CTV is a proposal to improve Bitcoin through a soft fork, a type of upgrade that ensures that nodes that choose not to update can still participate in the network as long as a majority of hash power enforces the new rules. It is specified in Bitcoin Improvement Proposal (BIP) 119, where its author, Jeremy Rubin, lays out its design and reasoning as well as some use cases the proposal could enable.
CTV allows a user to restrict where they can spend some of their own bitcoin (beyond private key ownership or timing rules such as in the case of a timelock), a setup known as a covenant. Although this seems contradictory and against Bitcoin’s ethos of sovereignty, there are instances where restrictions on where bitcoin can be spent can be desirable.
Who Could Restrict How You Spend Your Bitcoin With BIP 119?
A third party would not be able to restrict how you spend your bitcoin if CTV gets added to the network. Rather, the proposed soft fork allows spending conditions to be restricted only by the party receiving the bitcoin.
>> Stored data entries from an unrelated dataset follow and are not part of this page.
PR #298, opened 2024-11-21
SN File release tracker

sarahgonicholson:
* Add calcprop to file returning concatenated string of `file_sets.libraries.assays.display_title`, `file_sets.sequencing.sequencer.display_title`, and `file_format.display_title` (e.g. "Fiber-seq PacBio Revio BAM", "Illumina WGS BAM")
* If there are multiple values for assay or sequencer, return an empty string

### DIFF
--- a/src/encoded/types/file.py
+++ b/src/encoded/types/file.py
@@ -712,7 +712,7 @@ class File(Item, CoreFile):
             request_handler = RequestHandler(request=request)
             result = self._get_release_tracker_description(
                 request_handler,
-                file_properties=self.propertes
+                file_properties=self.properties
             )
         return result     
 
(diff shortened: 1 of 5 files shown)


src/encoded/types/file.py
```diff
@@ -979,6 +1000,39 @@ def _get_analysis_summary_fields(
...
+            file_utils.get_sequencers(file_properties, request_handler)),
+            item_utils.get_display_title,
+            )
+        file_format_title = get_property_value_from_identifier(
+                request_handler,
+                file_utils.get_file_format(file_properties),
+                item_utils.get_display_title,
+            )
+        if len(assay_title) > 1 or len(sequencer_title) > 1:
+            # More than one unique assay or sequencer
```
dmichaels-harvard, line 1025: Not sure it's a real case, but *could*, if multiple assays and/or sequencers, then if the same number of both, then just return the first one (?) - not sure that makes sense - just thinking ...

sarahgonicholson: @dmichaels-harvard I think the only instance where we'd expect there to be multiple assays or sequencers is for files like DSA or Truth Set files where multiple datasets were used to generate the file. For those special cases, do you think it is work including an override property to allow us to manually set this value?

dmichaels-harvard (approved):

This actually ties back to the way Bitcoin fundamentally works: the party receiving bitcoin is the one to determine the conditions for spending those funds next – and not the sender.
The way it works is the receiving party constructs an address that embeds some information and sends that to the sending party. At the very least, this information lays out the conditions someone needs to satisfy in order to spend that bitcoin. Since the receiver is the one to define the information used to construct the receiving address, only the receiver can define the spending conditions necessary to spend that bitcoin after it gets to that address. The process of satisfying those spending conditions is commonly known as “unlocking” that bitcoin output.
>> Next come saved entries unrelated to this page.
PR #304, opened 2024-12-06
SN remove recovery_datetime from tissue

sarahgonicholson:
- Remove `recovery_datetime` from Tissue after having moved the property to TissueCollection, as it is protected information


aschroed (approved):
Looks good to me.

PR #311, opened 2024-12-20
SN Move donor properties

sarahgonicholson:
- For protection of potentially identifiable information, move properties `height`, `weight`, and `body_mass_index` to MedicalHistory. These will later be removed from Donor
- Move `hardy_scale` to Donor, as this can be public information. Later will be removed from DeathCircumstances


aschroed (approved):
Looks fine to me.

PR #316, opened 2025-01-20
Show status of unaligned reads on Submission Status page

alexander-veit:
This PR adds a badge displaying `archived` or `deleted` to the Submission column on the Submission Status page. That makes it easier track submitted files that need to be archived.


crfmc (approved):
Looks good to me

PR #319, opened 2025-01-23
SN Remove properties from donor

sarahgonicholson:
- Remove `height`, `weight`, and `body_mass_index` from Donor, as these properties have been transferred to MedicalHistory
- Remove `hardy_scale` from DeathCircumstances, as this property has been transferred to Donor


aschroed (approved):
Stating the obvious which i'm sure you have already confirmed - make sure none of the existing items have these properties and you likely already did this when you added the properties to their new locations but ensure that test workbooks/inserts/fixtures have been updated.

sarahgonicholson:
Yes the existing items with this metadata have been transferred to the new item on all environment and in test inserts!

This information in the address could also define how many signatures are necessary to unlock the bitcoin funds in that address (multisignature) or how long one needs to wait before being able to unlock those funds (timelock).
Therefore, today, most of the restrictions the receiving party can define relate to conditions for unlocking the bitcoin. But after those conditions are satisfied and the bitcoin is unlocked, the user is free to spend it to any address they want in nearly any transaction they can think of.
With CTV, the user constructing the address would be able to add more information necessary to be satisfied to spend that bitcoin — information that would let the user restrict where the coins can be sent to after the correct signature is provided. In other words, the user can programmatically define in advance what transactions will be able to spend the bitcoin in that address.
What Could BIP 119 Bring To Bitcoin?
CTV enables vaults, which could limit withdrawals out of cold storage to pre-specified addresses in predetermined amounts. In practice, this could allow a user to configure how much BTC they want available for removing out of their long-term savings within a given time frame and to which addresses.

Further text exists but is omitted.